In general, this is an imaging study of brain development and how brain maturation evolves in the presence or absence (healthy control subjects) of lesions. It documents in a convincing way how the lesions affect the brain's structural and functional connectivity and shows that there is more to these lesions than the simple fact that they occupy a certain space. These lesions affect how brain structures interact and, as such, this study details the rearrangement of structural and functional networks in response to early versus late structural lesions. Besides being a great neuronetworks study, however, this work poses several additional and important questions:
Is the location of lesion (and its extent) related to the degree of network disruption and, in turn, to epileptogenicity? Can these or other connectivity-related measures detect the parts of the lesion and adjacent cortex that need to be removed in order for the patient to become seizure free? Can they predict which part of the lesion does not need to be removed to achieve seizure freedom? Is there a point no return? That is, can neuroimaging of networks, whether structural, functional, or combined, be utilized to predict who will or will not benefit from epilepsy surgery? In other words, can neuroimaging predict the patients who will not be helped with surgery? Or is there a level of network dysfunction that negates the need for surgery (or even entering the taxing and costly evaluation process) as there is no chance for a good seizure outcome? Is the existence of abnormalities in connectivity related to the presence of the lesion itself, epileptiform discharges, seizures, epilepsy, or drugs? Or is this a combination of factors known and unknown at this time? What is the role of genetics and epigenetic factors? Is there a relationship between the degree of abnormalities in connectivity and surgery outcomes similar to that present in retrospective studies of temporal lobectomy? If there is a relationship between network disruption in patients with lesional epilepsies and epilepsy surgery outcomes, is there an intervention that can improve or minimize the network disruption and, thus, make the patient more amenable to surgical success?

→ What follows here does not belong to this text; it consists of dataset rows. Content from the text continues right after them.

PR #530, opened 2020-01-29
src/bundle: fix usage of g_strndup with strlen()

ejoerns:
strlen() can potentially return values < 6 for emtpy or really short strings.
If we now substract the value of 6 without further checking, we end up
with a wrap of the unsigned size_t that effectively results in a very
very large value in size_t that will likely cause the memory allocation
in g_strndup() to fail.

Fix this by checking for string size being > 6 before and otherwise
always return 0.

### DIFF
--- a/src/bundle.c
+++ b/src/bundle.c
@@ -498,16 +498,18 @@ static gboolean convert_to_casync_bundle(RaucBundle *bundle, const gchar *outbun
 	g_autofree gchar *contentdir = NULL;
 	g_autofree gchar *mfpath = NULL;
 	g_autofree gchar *storepath = NULL;
-	gchar *basepath = NULL;
 	g_autoptr(RaucManifest) manifest = NULL;
 
 	g_return_val_if_fail(bundle, FALSE);
 	g_return_val_if_fail(outbundle, FALSE);
 	g_return_val_if_fail(error == NULL || *error == NULL, FALSE);
 
-	basepath = g_strndup(outbundle, strlen(outbundle) - 6);
-	storepath = g_strconcat(basepath, ".castr", NULL);
-	g_free(basepath);
+	if (g_str_has_suffix(outbundle, ".raucb")) {
+		g_autofree gchar *basepath = g_strndup(outbundle, strlen(outbundle) - 6);
+		storepath = g_strconcat(basepath, ".castr", NULL);
+	} else {
+		storepath = g_strconcat(outbundle, ".castr", NULL);
+	}
 
 	/* Assure bundle destination path doe not already exist */
 	if (g_file_test(outbundle, G_FILE_TEST_EXISTS)) {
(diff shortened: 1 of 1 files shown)


src/bundle.c
```diff
@@ -505,7 +505,7 @@ static gboolean convert_to_casync_bundle(RaucBundle *bundle, const gchar *outbun
 	g_return_val_if_fail(outbundle, FALSE);
 	g_return_val_if_fail(error == NULL || *error == NULL, FALSE);
 
-	basepath = g_strndup(outbundle, strlen(outbundle) - 6);
+	basepath = g_strndup(outbundle, strlen(outbundle) > 6 ? strlen(outbundle) - 6 : 0);
```
OnkelUlla: strlen()'s second argument can be rearranged to be `strlen(outbundle) - 6 > 0 ? strlen(outbundle) - 6 : 0` revealing that it can be rearranged again to be `MAX(strlen(outbundle) - 6, 0)` which is readable more easily.
The number `6` presumably is the result of `strlen(".raucb")`, right? Hence I suggest to finally use the expression `MAX(strlen(outbundle) - strlen(".raucb"), 0)` to further enhance the code's understandability.
By the way: there is no check anywhere that `outbundle` really ends in ".raucb" which presumably is why you started this pull request. What about ensuring that instead of the current approach?

src/bundle.c
```diff
@@ -685,9 +685,9 @@ gboolean check_bundle(const gchar *bundlename, RaucBundle **bundle, gboolean ver
 		gchar *strprfx;
 
 		if (ibundle->origpath)
-			strprfx = g_strndup(ibundle->origpath, strlen(ibundle->origpath) - 6);
+			strprfx = g_strndup(ibundle->origpath, strlen(ibundle->origpath) > 6 ? strlen(ibundle->origpath) - 6 : 0);
```
OnkelUlla: See above.

src/bundle.c
```diff
@@ -685,9 +685,9 @@ gboolean check_bundle(const gchar *bundlename, RaucBundle **bundle, gboolean ver
...
 		else
-			strprfx = g_strndup(ibundle->path, strlen(ibundle->path) - 6);
+			strprfx = g_strndup(ibundle->path, strlen(ibundle->path) > 6 ? strlen(ibundle->path) - 6 : 0);
```
OnkelUlla: See above.

src/bundle.c
```diff
@@ -505,7 +505,7 @@ static gboolean convert_to_casync_bundle(RaucBundle *bundle, const gchar *outbun
 	g_return_val_if_fail(outbundle, FALSE);
 	g_return_val_if_fail(error == NULL || *error == NULL, FALSE);
 
-	basepath = g_strndup(outbundle, strlen(outbundle) - 6);
+	basepath = g_strndup(outbundle, strlen(outbundle) > 6 ? strlen(outbundle) - 6 : 0);
 	storepath = g_strconcat(basepath, ".castr", NULL);
```
a3f: This can lead to non-intuitive results:

`outbundle = "bundle"` ⇒ `basepath = ""` ⇒ `storepath = ".castr"`
`outbundle = "bundle12"`  ⇒ `basepath = "bu"` ⇒ `storepath = "bu.castr"`

src/bundle.c
ejoerns: Thanks for your suggestions. It is not a requirement anymore that bundles have to end with `.raucb`. Thus we cannot check for this anymore.
Maybe we need a cleaner solution than my hack. It is a result of testing and I mainly did not want it to get lost ;)

src/bundle.c
jluebbe: So we probably want to use if (g_str_has_suffix(outbundle, ".raucb")) and only then cut of the suffix.

ejoerns: yes, that sounds pretty much to what I already had in mind. Did not check if it works in the entire logic, but should be close to the way to go.

ejoerns: I've now reworked it as suggested.

src/bundle.c
```diff
@@ -682,15 +684,20 @@ gboolean check_bundle(const gchar *bundlename, RaucBundle **bundle, gboolean ver
 	if (r_context()->config->store_path) {
 		ibundle->storepath = r_context()->config->store_path;
 	} else {
-		gchar *strprfx;
+		gchar *path;
```
OnkelUlla: What about simplifying lines 687-692 via the elvis operator: `gchar *path = ibundle->origpath ?: ibundle->path;`?

ejoerns: A little less conversation, a little more action -> fixed it.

These and probably other questions need to be answered before connectivity analyses are used to decide a patient's candidacy for epilepsy surgery. For now, we know that detecting the lesion in extratemporal neocortical epilepsy increases two- to threefold the chance of a seizure-free surgical outcome over nonlesional cases (7). Also, besides our own eyes, which sometimes miss small or inconspicuous lesions, we now have excellent methods for identifying lesion, for example, morphometric analysis program (MAP) (8), that increase the chance of detecting previously unidentified lesions and possibly resulting in better surgical outcome. Do connectivity measures in lesional epilepsies measure up to MAP or other imaging and clinical modalities? Only time will tell.